Helmand province is the latest target of Taliban fighters and currently Musa Qala district and possibly Washir are under Taliban authority. NATO is gearing up for an offensive against the occupied districts in the very near future. The fighting this week, initiated by NATO forces, are likely probing attacks to help pinpoint Taliban weaknesses. 

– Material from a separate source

PR #362, opened 2025-06-10
Add temp environment variables to fix GetTempPath(2)W

3fault:
`GetTempPathW` in the following code will fail to retrieve a path from `TMP`, `TEMP`, then `USERPROFILE` environment variables (and `SystemTemp` in `GetTempPath2W`):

Fighting has been a daily event in Helmand this year as NATO troops attempt to secure the Kajaki dam area in a critical dam restoration project. So far scores of Taliban militants and at least three of their commanders have been killed in Helmand since the new year. The Taliban have recently said they intend to attack southern Afghan provinces, like Helmand and Kandahar, so relentlessly that they capture ‘cities’ by the summer’s end. The threat is considered a long shot but the violence level is expected to surge within weeks. NATO commanders have recently called for another influx of troops and the UK is sending an additional 1,400 troops to help ward off the insurgency.

‘Kunar Offensive’

US troops in eastern Kunar province, long thought to be a hiding and transit point for foreign Arab militants and al Qaeda chieftains, have raided a village called Mandaghel over the last 48 hours. Witnesses describe a devastating display of air and ground attacks leveled at the village thought to contain a ‘High Value Target’ of the al Qaeda variety. The mentioning of Osama Bin Laden and Dr. Ayman al Zawarhiri as being such targets in Mandaghel has not been denied by military officials. 

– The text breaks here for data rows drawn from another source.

PR #381, opened 2025-06-14
Fix anti-debug detection for NtQueryInformationProcess ProcessDebugObjectHandle

Redcommander:
Small fix for ProcessDebugObjectHandle returning STATUS_SUCCESS instead of STATUS_PORT_NOT_SET, triggering common anti-debugging checks.
Tested on al-khaser, which now passes this part but still fails later on.


momo5502 (approved):

src/windows-emulator/syscalls/process.cpp
```diff
@@ -171,7 +166,12 @@ namespace syscalls
             const emulator_object<handle> info{c.emu, process_information};
             info.write(NULL_HANDLE);
 
-            return STATUS_SUCCESS;
+            if (return_length)
```
momo5502, line 169: now that I see it, this should not have been moved down. otherwise, if the size doesn't match, and STATUS_BUFFER_OVERFLOW is returned above, the caller has no way to know the correct size. I'll fix it on main

Redcommander: It's actually broken again now 😅, [al-khaser](https://github.com/ayoubfaouzi/al-khaser) detects it by calling the function with overlapping buffers, in which case the return length should be written in the buffer instead of the null-handle. (This was fixed in my initial code by moving it down but did indeed not account for that other case, so this should be a better solution overall.)

A simple fix to handle_query_internal would be to check for STATUS_SUCCESS before writing to the buffer.

```cpp
    if (result == STATUS_SUCCESS)
    {
        emu.write_memory(buffer, obj);
    }
```

(Thanks for this amazing project!)

momo5502: oh, yeah, that makes sense. feel free to create a PR :D
otherwise i can maybe fix it later that day

Redcommander: Done! https://github.com/momo5502/sogen/pull/382

PR #406, opened 2025-07-02
Implement guard pages

### LINKED ISSUE #21: Add guard page support

3fault:
Hey, looking for feedback on my guard page implementation. 

I wasn't sure on how to structure the additional windows specific memory flags, since the emulation backends won't like additional guard flag. I opted to create a new `memory_permission_ext` enum to hold the guard flag, and a `nt_memory_permission` struct to wrap the "common" memory permission flags, with the new extended flags. This struct implicitly coerces to the original `memory_permission` to reduce the amount of changes for the PR. 

This however meant that I changed signatures of `map_memory` and `apply_memory_protection` in `memory_interface` to accommodate this new structure, and was an afterthought.

The `map_nt_to_emulator_protection` function might also need some attention now, too. For future reference, windows uses [MiMakeProtectionMask](https://doxygen.reactos.org/d1/d9a/marea_8c.html#adfb66408771a4df77c1056cc2a99ef21) in ntoskrnl to map `PAGE_*` flags to [MM PTE constants](https://reactos.org/wiki/Techwiki:Memory_management_in_the_Windows_XP_kernel).

The test added to the `test-sample` binary seems to be passing.

Fixes #21

### DIFF
--- a/src/emulator/memory_region.hpp
+++ b/src/emulator/memory_region.hpp
@@ -2,7 +2,7 @@
 #include "memory_permission.hpp"
 #include <cstddef>
 
-template<typename PermissionType = memory_permission>
+template <typename PermissionType = memory_permission>
 struct basic_memory_region
 {
     uint64_t start{};


src/windows-emulator/memory_permission_ext.cpp
momo5502, line 1: what's the point of this file?

src/backends/icicle-emulator/icicle_x86_64_emulator.cpp
```diff
@@ -193,9 +193,9 @@ namespace icicle
             icicle_map_mmio(this->emu_, address, size, read_wrapper, ptr, write_wrapper, ptr);
         }
 
-        void map_memory(const uint64_t address, const size_t size, memory_permission permissions) override
+        void map_memory(const uint64_t address, const size_t size, nt_memory_permission permissions) override
```
momo5502: why does backend need to know the nt_memory_permissions? feels like passing memory_permission is just fine here. nt permissions seems to be a platform specific detail that the backend doesn't care about

src/backends/unicorn-emulator/unicorn_x86_64_emulator.cpp
```diff
@@ -335,9 +335,9 @@ namespace unicorn
                 this->mmio_[address] = std::move(cb);
             }
 
-            void map_memory(const uint64_t address, const size_t size, memory_permission permissions) override
+            void map_memory(const uint64_t address, const size_t size, nt_memory_permission permissions) override
```
momo5502: same here, memory_permission is just fine

src/backends/unicorn-emulator/unicorn_x86_64_emulator.cpp
```diff
@@ -367,9 +367,9 @@ namespace unicorn
             }
 
             void apply_memory_protection(const uint64_t address, const size_t size,
-                                         memory_permission permissions) override
+                                         nt_memory_permission permissions) override
```
momo5502: same here, memory_permission

src/emulator/memory_interface.hpp
```diff
@@ -2,7 +2,7 @@
 #include <vector>
 #include <functional>
 
-#include "memory_permission.hpp"
+#include "windows-emulator/memory_permission_ext.hpp"
```
momo5502: the emulator has no dependency on the windows-emulator, and it should not need so. the emulator is platform agnostic. as mentioned previously, there should not be any need for that. memory_permission is just fine here

src/emulator/memory_region.hpp
```diff
@@ -1,12 +1,12 @@
 #pragma once
-#include "memory_permission.hpp"
+#include "windows-emulator/memory_permission_ext.hpp"
```
momo5502: same here.

src/windows-emulator/memory_manager.cpp
```diff
@@ -1,8 +1,10 @@
+#include "memory_permission.hpp"
```
momo5502: std_include.hpp should be the first include

src/windows-emulator/memory_manager.cpp
```diff
@@ -1,8 +1,10 @@
...
 #include "std_include.hpp"
 #include "memory_manager.hpp"
 
 #include "memory_region.hpp"
 #include "address_utils.hpp"
+#include "windows-emulator/memory_permission_ext.hpp"
```
momo5502: ../memory_permission_ext

src/windows-emulator/windows_emulator.cpp
```diff
@@ -11,6 +11,7 @@
 #include "apiset/apiset.hpp"
 
 #include "network/static_socket_factory.hpp"
+#include "windows-emulator/memory_permission_ext.hpp"
```
momo5502: ../memory_...

src/backends/icicle-emulator/icicle_x86_64_emulator.cpp
3fault: Yes, originally I was checking for the guard flag in the `map_memory` method, which changed the interface. I have lifted the check into the `allocate_memory` method, which should resolve this.

src/samples/test-sample/test.cpp
```diff
@@ -647,9 +647,99 @@ namespace
...
+    }
+
+    bool test_guard_page_exception()
+    {
+        SYSTEM_INFO sys_info;
+        GetSystemInfo(&sys_info);
+
+        // Allocate a guarded memory region with the length of the system page
+        // size.
+        auto* addr = static_cast<LPBYTE>(
```
momo5502, line 694: should we free the memory? i'm usually totally against memory leaks, but as that's a test, is it ok? i don't know. you decide, if you cba, then it's fine I guess :P

src/windows-emulator/memory_permission_ext.hpp
```diff
@@ -0,0 +1,179 @@
...
+    {
+        return extended;
+    }
+
+    // This just does memberwise equality on each of the members in declaration order
+    bool operator==(nt_memory_permission const&) const = default;
+
+    nt_memory_permission& operator=(memory_permission const& y)
+    {
+        this->common = y;
```
momo5502, line 92: I honestly would expect this operator to reset the extended permissions. Something like this:

```suggestion
        this->common = y;
        this->extended = memory_permission_ext::none;
```

src/windows-emulator/memory_manager.hpp
```diff
@@ -12,13 +12,22 @@ constexpr auto ALLOCATION_GRANULARITY = 0x0000000000010000ULL;
...
+// This maps to the `basic_memory_region` struct defined in
+// emulator\memory_region.hpp
+struct nt_basic_memory_region
+{
+    uint64_t start{};
+    size_t length{};
+    nt_memory_permission permissions{};
+};
+
+struct region_info : nt_basic_memory_region
```
momo5502: i would recommend making the basic_memory_region a template, something like this:

```C++
template<typename PermissionType = memory_permission>
struct basic_memory_region
{
    uint64_t start{};
    size_t length{}; // uint64_t?
    PermissionType permissions{};
};
```

that way, region_info can inherit from that with a custom permission type:
```suggestion
struct region_info : basic_memory_region<nt_memory_permission>
```

momo5502 (approved):

src/windows-emulator/memory_permission_ext.hpp
3fault: Good catch, I really wasn't too sure about this one. I wouldn't necessarily be apposed to just removing the operator to make things a little more explicit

The compound attacked belonged to a local militant identified as Haji Aminullah who has ties to the drug smuggling business and al Qaeda. The initial fighting pitted US ground troops against a withering barrage of heavy weapons and mortar fire from Aminullah’s compound. Later, heavy air power was used to repeatedly strike the compound. 

The area is a hot zone of militant activity and rumors have whirled for the last three years that Bin Laden himself drifts between Kunar, Nuristan, the Bajaur tribal agency and nearby Chitral. All four areas contain extreme geographical challenges; severe winter weather, acute elevations (Chitral holds a 25,289 ft high mountain peak), and lacks in drivable roads. The latest news indicating a High Value Target’s presence in the Kunar area is not surprising as Pakistani and US forces have launched raids here in the past hunting for other ‘High Value Targets.’

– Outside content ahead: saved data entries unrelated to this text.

PR #414, opened 2025-07-16
Bug fix, add new syscall, new dll file in collection, update compile flags in MinGW

### LINKED ISSUE #363: BUG: windows-emulator/syscalls/file.cpp:scan_directory will cause exception when handle a directory
I notice this file is update recently, I am not test the updated code, but the source code causing the exception is still there:

```
            files.emplace_back(file_entry{
                .file_path = file.path().filename(),
                .file_size = file.file_size(),
                .is_directory = file.is_directory(),
            });
```

That is, when `file.is_directory == true`, `file.file_size()` will throw exception (on linux environment):

```
Syscall threw an exception: 143 (0x18009fd42) - filesystem error: cannot get file size: Is a directory [/some/directory]
```

Change to this solved the problem:

```
            files.emplace_back(file_entry{
                .file_path = file.path().filename(),
                .file_size = file.is_directory() ? 0 : file.file_size(),
                .is_directory = file.is_directory(),
            });
```

I can issue a pull request (with some other improves) if you wish ;)

Hacksign:
1. FIX #363 
2. Add a new syscall which is `NtUserBuildHwndList`
3. Add 2 new files when construct root filesystem in `src/tools/create-root.bat`
4. Update MinGW compile flags to staticly link the dll
5. Merge upstream (your main branch) updates to the forked repo


deps/googletest
momo5502, line 1: is there any reason all these submodules are being changed?

src/CMakeLists.txt
```diff
@@ -5,6 +5,10 @@ add_subdirectory(windows-emulator)
 add_subdirectory(windows-gdb-stub)
 add_subdirectory(backend-selection)
 
+if (MINGW)
+  add_link_options(-static-libstdc++ -static -lwinpthread)
```
momo5502: these flags are all set already: https://github.com/momo5502/sogen/blob/main/cmake/compiler-env.cmake#L67

src/windows-emulator/syscalls.cpp
```diff
@@ -1,3 +1,4 @@
+#include "platform/status.hpp"
```
momo5502: this include is not needed

deps/googletest
Hacksign: I invesgated these changes a little bit, here is the conclusion. Let's focus to the dependency of `googletest` to simplify explanation. 

This problem comes from this commit in my forked repo [1460c49](https://github.com/Hacksign/sogen/commit/1460c49e80933c29872f9e34a9c1aa18e8221dec).

Below is how it comes:

After I synced the upstream on github, I'm trying to merge the the synced code, so I just execute `git pull` and `git merge` on a local repo. Then there comes conflicts .....

I found there is a new dependency `minidump_cpp`, so I just execute `git submodult init` (wrong operation) this lead the `deps/googletest` change to commit `e9092b1`, which is the local repos "current" state binding to "current upstream" (more specificlly: [4c600fd](https://github.com/momo5502/sogen/commit/4c600fd4c4e67f7ae36b221ef5643606341d4cb8) in upstream).

After I resolve the conflict, I pushed the code to my forked repo then issued a pull request. This action lead to the change of these stuffs.

So, I have a question here: is there a proper way to manage `src/deps` ? I've tried add `deps/` to `.gitignores`, no effect : (

momo5502: you probably forgot to do git submodule update --init --recursive and thus staged old submodules.

src/windows-emulator/syscalls.cpp
Hacksign: This is auto added by clangd, it can be removed.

A disastrous US operation in Kunar during the summer of 2005 resulted in one US helicopter being shot down as they attempted to rescue a 4 man hunter/killer team that was ambushed by a large group of militants. The attack cost the US 19 elite commando/air men. The rouge Taliban commander responsible for the attack, Mullah Ismail, is still on the loose and operates in and around Kunar province. 

A missile strike in Damdola (Bajaur agency) in early 2006 nearly killed the Egyptian al Qaeda leader Dr. Ayman al Zawarhiri. Although not in attendance, the spot of the strike did include several Egyptians thought to be high level al Qaeda bombmakers who stood in for Zawarhiri. Damdola is located approximately 35 miles from the ongoing assault in Mandaghel. 

Lastly, in October of 2006 a massive air strike in Bajaur targeting al Qadea linked fighters and unknown leadership targets resulted in some 80 people being killed in what is thought to have been a militant training camp. Local authorities, who are closely aligned with the Taliban, claimed the attack killed innocent worshippers at a mosque.


----------